REQUIREMENT —
In how many lines of the listing below does "Registry" appear? Give only the figure.

THE DATA —
Issue #5118, opened 2020-08-27
Improve organization of security-related source code


ravisharda:
**Problem description**
Currently, the security-related code is spread out across the following Gradle sub-projects:

| Gradle subproject | Purpose  | 
|:--------------------|:----------|
| `:controller` | Controller-specific code for security | 
| `:segmentstore:server` | Segment Store-specific code for security |
| `:common` | General utilities that are useful for Pravega as well as any other projects. |
| `:shared:authplugin` | Plugin interfaces and other key external-facing interfaces. It is useful for auth plugin and token verifier plugin writers. |
| `:shared:security` | Security-specific code that may be used across Client, Controller and Segmenstore |
|`:client` | `Credentials` interface and the default implementation `DefaultCredentials` |

Issues with the current organization include (but are not limited to): 

1. The code appears to be too spread-out. It can be a bit daunting for developers to identify what to use. 
2. Some of the code is useful in other repositories like the [Schema Registry](https://github.com/pravega/schema-registry/), but is not well organized for reuse. For example, the Password-based Auth handler is used there, but using it required depending on the controller module, among other problems. 
3. The `Credentials` interface and its default implementation is in `:client` module. If another service needs to use it, it needs to include `pravega-client` as a dependency. 

**Problem location**
The Gradle subprojects listed above.

**Suggestions for an improvement**

ravisharda:
Pull request (PR) #5339 resolved this issue apart from issue #5257. Since the PR is merged to master, closing this issue.

PR #5339, opened 2020-11-17
Issue 5257 and 5118: Improve organization of security code for reuse in related projects like Schema Registry

### LINKED ISSUE #5257: Move Password auth handler implementation out of controller
**Problem description**
To facilitate reuse of Password auth handler outside of pravega controller we should move it out of controller and into a separate library. 

**Problem location**
PasswordAuthHandler.java

Refactor it

ravisharda:
**Change log description**  
Reorganizes security code for easier reuse in related projects like Schema Registry.

**Purpose of the change**  
Resolves #5257 and #5118.  

**What the code does**  
Here's what it does: 
1. Moves out the password-based auth handler that supports HTTP Basic Authentication into its own Gradle module `shared:basic-authplugin`. This enables other projects to use the auth handler if needed. 
2. Moves reusable classes from `controller` and `client` into `shared:security`. That makes it possible to use them across projects, without needing to have a dependency on the Controller. 
3. Modifies the Auth Handler plugin interface to inject configurations to plugins via properties, thereby removing their dependency to `Controller` / `GRPCServerConfig` class. Projects that want to use the handler no more need to have a dependency on the Controller for this. (This implies that other projects with Auth handler implementations will need to change their code too.)

**How to verify it**  


settings.gradle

FINISHED EXERCISE —
3